Filed under: Sojourn — Tags: — Raja @ 12:51 PM

I used to look at the little boy wait there every day – standing on the roof of their one-storied house, leaning on the water-tank, all attention on the narrow and muddy lane on the other side of the pond that lied west of the house. Anyone, coming from the Old Checkpost bus-stop, would be visible not before the bamboo thickets beyond the pond.

He lived on the edge of an overcrowded suburb. The local trains that transported thousands of sleep-deprived workers to the city every morning, ran to the north-east of the neighborhood. The level-crossing near the Shalimar Railway Station prevented the typical infections of Indian big cities from entering into the neighborhood. The river Ganga was on the south. He had never been to the river, but he knew that the ‘holy’ river flows nearby (and that gave him a strange pride and satisfaction. That there are five oceans but only one Ganga, was the backbone of his pride. It didn’t mean anything to anyone else – neither to me – but the little boy had his own ways in his own world). He had seldom been far to the west of the neighborhood. There were small patches of farmland and large godowns of timber, brick and cement about half a kilometer to the west of their house.
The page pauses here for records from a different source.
PR #166, opened 2020-11-06
Add more documentation along with minor maintenance

jvz:
This PR has a few items:

* Updated parent pom
* SafeVarargs annotations on some things
* Added documentation page about feature flags (system properties)
* Started an FAQ with some higher level concerns based on frequent user confusion (and a little bit of inspiration from recent research done regarding external secrets managers)

### DIFF
--- a/docs/faq.adoc
+++ b/docs/faq.adoc
@@ -19,12 +19,11 @@ Examples of common external credentials stores for cloud providers or self-hoste
 
 A full listing (including some developer-level details) of https://www.jenkins.io/doc/developer/extensions/credentials/[plugins that provide credentials extensions] is available in the developer documentation.
 
-=== How should I organize my credentials?
+=== How do credentials get accessed?
 
-It's important to understand the access model of credentials in order to organize them most appropriately.
 Credentials are accessed through a combination of scopes and contexts, which are further categorized into types and domains.
 
-The _context_ of a credential is the path in Jenkins where the credentials are accessed.
+The _context_ of a credential is the path in Jenkins (i.e., the URL) where the credentials are accessed.
 Contexts include the root Jenkins context, jobs, users, agents, views, folders, and generally any other kind of model object.
 
 The _scope_ of a credential can be _global, system,_ or _user,_ which determines the visibility of a credential to a context.
@@ -37,18 +36,20 @@ Global-scoped credentials are visible to their associated contexts and any child
 Global-scoped credentials in the Jenkins Credentials Provider (system credentials) are accessible to any job in the system!
 ====
 
-Credentials _stores_ are the underlying storage mechanism for secrets, and credentials _providers_ combine them with the functionality to manage secrets in a context for a certain set of scopes.
+The _domain_ of a credential is a property of credentials that allows them to be grouped together more logically in the UI.
+This does *not* provide any security feature itself and is strictly enforced through the UI.
+
+=== How should I organize my credentials?
+
+Different credentials _providers_ give different means of organizing and exposing credentials.
 For example, the Jenkins Credentials Provider uses a system-wide credentials store at the root context and supports both system and global scoped credentials.
 Folder plugins provide a Folder Credentials Provider to anchor credentials storage in a folder along with the advanced authorization strategies possible there.
 User-scoped credentials are primarily accessed through the User Credentials Provider which stores secrets with the user profile in Jenkins.
 
-Credentials _types_ include things like username/password, secret text, SSH key, etc.
-Finally, credentials _domains_ provide a way to help organize credentials by domain name, URI, protocol, and other requirements which can make it much easier to identify the appropriate credentials to use from the UI.
-(Domains are _not_ enforced at usage time, only for purposes of the UI.)
-
 Credentials should be organized to minimize granting access.
-Common conventions include splitting up credentials by team or product into separate folders.
+This can make use of both logical organization into team or product folders as well as fine grained ACLs to grant access to credentials per principal.
 Deployment credentials can be added to a user's profile to be used interactively in a deployment job to further isolate credentials access.
+Enabling the _Credentials/UseOwn_ or _Credentials/UseItem_ permissions (link:fflags.adoc[feature flags documentation]) allows for further refinement of permissions (e.g., to allow some users to run a build, but only allow certain users to use its folder's or triggering user's deployment credentials).
 
 === What plugins do I need to be secure?
 
--- a/docs/faq.adoc
+++ b/docs/faq.adoc
@@ -1,4 +1,4 @@
-== FAQs
+== FAQ
 
 This document provides a quick reference for frequently questioned concepts and features in Credentials.
 
--- a/docs/faq.adoc
+++ b/docs/faq.adoc
@@ -7,7 +7,7 @@ This document provides a quick reference for frequently questioned concepts and 
 By default, Jenkins uses an internal credentials store where credentials secret data are encrypted at rest in the Jenkins controller file system.
 This security model does not prevent anyone with read access to the controller file system from reading and decrypting those secrets.
 For more sensitive secrets, it is highly recommended to install and use an external credentials provider plugin which delegates the secure storage of secrets to a proper key management system.
-Various cloud providers have secrets management and HSMs available for this purpose, and open source software such as Vault or Conjur provide more generic secrets management for multiple platforms.
+Various cloud providers (including https://plugins.jenkins.io/aws-secrets-manager-credentials-provider/[AWS], https://plugins.jenkins.io/azure-keyvault/[Azure], and https://plugins.jenkins.io/gcp-secrets-manager-credentials-provider/[GCP]) have secrets management and HSMs available for this purpose, and open source software such as https://plugins.jenkins.io/kubernetes-credentials-provider/[Kubernetes], https://plugins.jenkins.io/hashicorp-vault-plugin/[Vault], or https://plugins.jenkins.io/conjur-credentials/[Conjur] provide more generic secrets management for multiple platforms.
 
 === How should I organize my credentials?
 
@@ -24,7 +24,7 @@ Global-scoped credentials are visible to their associated contexts and any child
 
 [IMPORTANT]
 ====
-Global scoped credentials in the Jenkins Credentials Provider (system credentials) are accessible to any job in the system!
+Global-scoped credentials in the Jenkins Credentials Provider (system credentials) are accessible to any job in the system!
 ====
 
 Credentials _stores_ are the underlying storage mechanism for secrets, and credentials _providers_ combine them with the functionality to manage secrets in a context for a certain set of scopes.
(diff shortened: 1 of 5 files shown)


docs/faq.adoc
```diff
@@ -0,0 +1,58 @@
+== FAQs
+
+This document provides a quick reference for frequently questioned concepts and features in Credentials.
+
+=== Where do credentials get stored?
+
+By default, Jenkins uses an internal credentials store where credentials secret data are encrypted at rest in the Jenkins controller file system.
+This security model does not prevent anyone with read access to the controller file system from reading and decrypting those secrets.
+For more sensitive secrets, it is highly recommended to install and use an external credentials provider plugin which delegates the secure storage of secrets to a proper key management system.
+Various cloud providers have secrets management and HSMs available for this purpose, and open source software such as Vault or Conjur provide more generic secrets management for multiple platforms.
```
jglick, line 10: Maybe mention `kubernetes-credentials-provider` here as well.

docs/faq.adoc
```diff
@@ -0,0 +1,58 @@
...
+
+=== How should I organize my credentials?
+
+It's important to understand the access model of credentials in order to organize them most appropriately.
+Credentials are accessed through a combination of scopes and contexts, which are further categorized into types and domains.
+
+The _context_ of a credential is the path in Jenkins where the credentials are accessed.
+Contexts include the root Jenkins context, jobs, users, agents, views, folders, and generally any other item type.
```
jglick, line 18:
```suggestion
Contexts include the root Jenkins context, jobs, users, agents, views, folders, and generally any other kind of model object.
```

since _item_ refers to folders and jobs but not views or agents for example.

docs/faq.adoc
```diff
@@ -0,0 +1,58 @@
...
+====
+Global scoped credentials in the Jenkins Credentials Provider (system credentials) are accessible to any job in the system!
+====
+
+Credentials _stores_ are the underlying storage mechanism for secrets, and credentials _providers_ combine them with the functionality to manage secrets in a context for a certain set of scopes.
+For example, the Jenkins Credentials Provider uses a system-wide credentials store at the root context and supports both system and global scoped credentials.
+Folder plugins provide a Folder Credentials Provider to anchor credentials storage in a folder along with the advanced authorization strategies possible there.
+User-scoped credentials are primarily accessed through the User Credentials Provider which stores secrets with the user profile in Jenkins.
+
+Credentials _types_ include things like username/password, secret text, SSH key, API token, etc.
```
jglick, line 35: Generally either 
```suggestion
Credentials _types_ include things like username/password, secret text, SSH key, etc.
```

Tokens are generally represented as either passwords with an arbitrary username, or secret text.

docs/faq.adoc
```diff
@@ -0,0 +1,58 @@
...
+Finally, credentials _domains_ provide a way to help organize credentials by domain name, URI, protocol, and other requirements which can make it much easier to identify the appropriate credentials to use from the UI.
```
jglick, line 36:
```suggestion
Finally, credentials _domains_ provide a way to help organize credentials by domain name, URI, protocol, and other requirements which can make it much easier to identify the appropriate credentials to use from the UI.
(Domains are _not_ enforced at usage time, only for purposes of the UI.)
```

docs/faq.adoc
```diff
@@ -0,0 +1,58 @@
...
+
+=== What plugins do I need to be secure?
+
+First, ensure that you are following the https://www.jenkins.io/doc/book/system-administration/security/[Jenkins security best practices].
+In particular, you'll need to use a non-trivial authorization strategy such as https://plugins.jenkins.io/matrix-auth/[matrix], https://plugins.jenkins.io/role-strategy/[role-based], or https://plugins.jenkins.io/folder-auth/[folder-based]; the trivial authorization strategies would defeat the purpose of securing your secrets!
+Next, you'll need the https://plugins.jenkins.io/authorize-project/[Authorize Project] plugin so that more fine-grained permission controls are available to configure to jobs so that credentials accessible to one job aren't necessarily accessible to every other job.
```
jglick, line 42: `authorize-project` is not necessary for that purpose; you can use folder-scoped credentials.

docs/faq.adoc
```diff
@@ -0,0 +1,58 @@
...
+The https://plugins.jenkins.io/ownership/[Job and Node ownership] plugin extends many of the mentioned authorization strategies to allow for further configuration.
+Additional hardening can be applied via the https://plugins.jenkins.io/job-restrictions/[Job Restrictions] plugin.
+
+When working with especially sensitive secrets, use of a hardware security module (HSM) is recommended for physical storage and protection of secret and private keys.
```
jglick, line 46: Not sure how relevant this is in the context of Jenkins credentials.

docs/fflags.adoc
```diff
@@ -0,0 +1,16 @@
+== Feature Flags
+
+The following system properties are available for toggling or specifying particular features to turn on or off.
```
jglick, line 3:
```suggestion
The following system properties are available for toggling or specifying particular features to turn on or off.
Like any system properties, they should be considered experimental and subject to removal without notice.
```

docs/fflags.adoc
```diff
@@ -0,0 +1,16 @@
...
+
+* `com.cloudbees.plugins.credentials.UseOwnPermission` - Enables the Credentials/UseOwn permission type which allows a
```
jglick, line 5: BTW https://asciidoctor.org/docs/asciidoc-recommended-practices/#one-sentence-per-line

docs/fflags.adoc
```diff
@@ -0,0 +1,16 @@
...
+user to provide their own user-scoped credentials to a build. When this feature flag is not specified, this permission
+is ignored in favor of Job/Build. When the flag is enabled, Credentials/UseOwn is only implied by Overall/Administer by
+default.
+
+* `com.cloudbees.plugins.credentials.UseItemPermission` - Enables the Credentials/UseItem permission type which allows a
```
jglick, line 10: A guide to what “use own” and “use item” are actually _for_ would be appreciated. I for one know they exist, and could with difficulty reverse engineer the source code to determine their effect in some situation, but have no idea how you would leverage them securely to accomplish something.

docs/faq.adoc
jvz: The relevance is that users should not expect HSM-level security with this credentials plugin despite looking super fancy. For example, suppose you want to automate code signing with a TLS certificate. You might want extra hardware security for the signing key so that nothing else can use it. For Jenkins, we use the Azure equivalent of Vault to do that, for example.

docs/fflags.adoc
jvz: You may have noticed me doing that elsewhere in the adoc files ;)

docs/fflags.adoc
jvz: The UseItem permission is fairly simple: by adding this permission, now you can no longer access credentials from the folder or similar when running a build. For UseOwn, that is fairly difficult to describe use cases for without diving into user-scoped credentials in general which are a little anemic still. I do agree, though.

docs/faq.adoc
jglick: Maybe rephrase to clarify that if you want HSM or similar levels of security, you should not be using Jenkins credentials. Currently it makes it sound like there is some vaguely described means of using an HSM to help lock down Jenkins credentials.

jvz: Good idea :)

docs/fflags.adoc
jglick: Nothing involving `authorize-project` is “simple”. :smile:

docs/faq.adoc
jvz: That's true, though folder-stored (there's no folder scope; there's way too many concepts in this plugin) credentials are a little coarser than what `authorize-project` offers. I'll update this to clarify, though, thanks.

docs/fflags.adoc
jvz: Alright, I played around with the feature a little bit and figured out the secret to why it's useful. The main use case is with project-based matrix authorization strategies and similar derivations. Authorize Project can add another dimension to the whole idea, but it's not required for this to be useful. It's a little convoluted, but I think you can basically use the UseItem permission to selectively limit which users can even access credentials that the job (or context) can access itself. If you get that, then you can imagine the flexibility.

docs/fflags.adoc
jvz: Fixed.

docs/faq.adoc
```diff
@@ -0,0 +1,64 @@
+== FAQs
```
daniel-beck, line 1:
```suggestion
== FAQ
```

Per https://en.wikipedia.org/wiki/FAQ

docs/fflags.adoc
```diff
@@ -0,0 +1,23 @@
+== Feature Flags
+
+The following system properties are available for toggling or specifying particular features to turn on or off.
+Like any system properties, they should be considered experimental and subject to removal without notice.
```
daniel-beck, line 4: Perhaps link to https://www.jenkins.io/doc/book/managing/system-properties/ for usage etc.?

docs/fflags.adoc
```diff
@@ -0,0 +1,23 @@
...
+
+* `com.cloudbees.plugins.credentials.UseOwnPermission`
+  - Setting this property to `true` enables the _Credentials/UseOwn_ permission.
+    Primarily useful when using project-based security authorization strategies or authenticated builds, this permission allows an immediate action to access user-scoped credentials from the user's private credentials store.
+    Immediate actions include invoking a build with parameters, tagging a build in SCM, providing credentials to a pipeline input step, and other user interaction.
+    Using this permission can help limit which users are allowed to provide their own credentials as input to an action which can be particularly handy when combined with the Authorize Project plugin where builds may be run as the user who triggered the build.
```
daniel-beck, line 10:
```suggestion
    Using this permission can help limit which users are allowed to provide their own credentials as input to an action which can be particularly handy when combined with the https://plugins.jenkins.io/authorize-project/[Authorize Project] plugin where builds may be run as the user who triggered the build.
```

docs/fflags.adoc
```diff
@@ -0,0 +1,23 @@
...
+    This allows separation of the permission to build a job from the permission to provide user-scoped credentials.
+    When this flag is `false` or unspecified, then _Job/Build_ is used instead for the same purpose.
```
daniel-beck, line 12: As a personal preference, I want to see the default of something early, to better understand the context.

docs/faq.adoc
```diff
@@ -0,0 +1,64 @@
...
+
+=== Where do credentials get stored?
+
+By default, Jenkins uses an internal credentials store where credentials secret data are encrypted at rest in the Jenkins controller file system.
+This security model does not prevent anyone with read access to the controller file system from reading and decrypting those secrets.
+For more sensitive secrets, it is highly recommended to install and use an external credentials provider plugin which delegates the secure storage of secrets to a proper key management system.
+Various cloud providers (including https://plugins.jenkins.io/aws-secrets-manager-credentials-provider/[AWS], https://plugins.jenkins.io/azure-keyvault/[Azure], and https://plugins.jenkins.io/gcp-secrets-manager-credentials-provider/[GCP]) have secrets management and HSMs available for this purpose, and open source software such as https://plugins.jenkins.io/kubernetes-credentials-provider/[Kubernetes], https://plugins.jenkins.io/hashicorp-vault-plugin/[Vault], or https://plugins.jenkins.io/conjur-credentials/[Conjur] provide more generic secrets management for multiple platforms.
```
daniel-beck, line 10: Prefer a list format.

Also, it might be useful to link (with disclaimer about technical content) to the generated list at https://www.jenkins.io/doc/developer/extensions/credentials/#credentialsprovider ?

daniel-beck (commented):
Superficial look so far only, submitting so I don't forget.

docs/faq.adoc
jvz: That link is misleading as some of the external secrets manager plugins use a hybrid approach where secrets are stored in the service, but Jenkins stores credentials internally which are basically placeholders for the external credentials. Due to the various ways that credentials plugins can be made, it seems as though not everyone has used the same approach for this.

docs/fflags.adoc
jvz: I like that preference!

jvz:
@stephenc do you care to take a look through these docs updates?

jeffret-b (approved):
It's great to improve documentation in this area. The other, minor improvements are also good.

I've left some thoughts for consideration about the new documentation. Maybe there are some further possibilities for improvement. I'm also happy to accept these changes as worthwhile improvements on their own.

docs/faq.adoc
```diff
@@ -0,0 +1,74 @@
...
+- https://plugins.jenkins.io/gcp-secrets-manager-credentials-provider/[GCP]
+- https://plugins.jenkins.io/kubernetes-credentials-provider/[Kubernetes]
+- https://plugins.jenkins.io/hashicorp-vault-plugin/[Vault]
+
+A full listing (including some developer-level details) of https://www.jenkins.io/doc/developer/extensions/credentials/[plugins that provide credentials extensions] is available in the developer documentation.
+
+=== How should I organize my credentials?
+
+It's important to understand the access model of credentials in order to organize them most appropriately.
+Credentials are accessed through a combination of scopes and contexts, which are further categorized into types and domains.
```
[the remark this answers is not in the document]
jvz: There's already verbose descriptions of these things in the user guide, but said guide is enormous. Considering barely anyone can get the terminology consistent, I figured explaining it somewhere in the FAQ would help. Perhaps the concepts can be split into "what is _foo_?"

docs/fflags.adoc
```diff
@@ -0,0 +1,23 @@
+== Feature Flags
```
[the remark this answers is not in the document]
jvz: The two permissions aren't going anywhere; they're particularly useful for locking down credentials access with project-based ACLs. The default behavior is to merge these permissions with related but orthogonal ones.

docs/faq.adoc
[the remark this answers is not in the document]
jeffret-b: I'll bet that would work better. I like the idea of getting these basic concepts more accessible to users, but they're still kind of buried inside something else.

PR #167, opened 2020-11-09
[JENKINS-62904] Remove unused files

jeffret-b:
These files are unused and probably broken after the core tables-to-divs migration.

I've searched through the Jenkins ecosystem and haven't found any usages. This looks like something that was started at some point, but never completed, perhaps during the 1.0 to 2.0 transition of credentials-plugin. This doesn't show up in the credentials plugin UI nor is it referenced anywhere else.

After the tables-to-divs migration in Jenkins core, the domainCredential.jelly file probably doesn't work correctly. Instead of removing it, fixing it would require making sure it works correctly before the change and then testing to ensure it has been corrected.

The farmlands, the river and the rail-tracks made the neighborhood remain an island amid the multi-storied buildings elsewhere in the suburb where people ‘lived’ in pigeon-holes. While the children from other parts of the suburb didn’t quite know the meanings of ‘greenery’, ‘sunrise’ and ‘sunset’, he grew up taking lessons of life from the confinements of a conservative family and the freedom of green fields and still ponds and clear skies. The length of his shadow just after sunrise would amuse him, the unrelenting call of ‘the unseen bird on the coconut tree’ would make him impatient, and the smell of the wild leaves and flowers on the bank of the ponds would invite him.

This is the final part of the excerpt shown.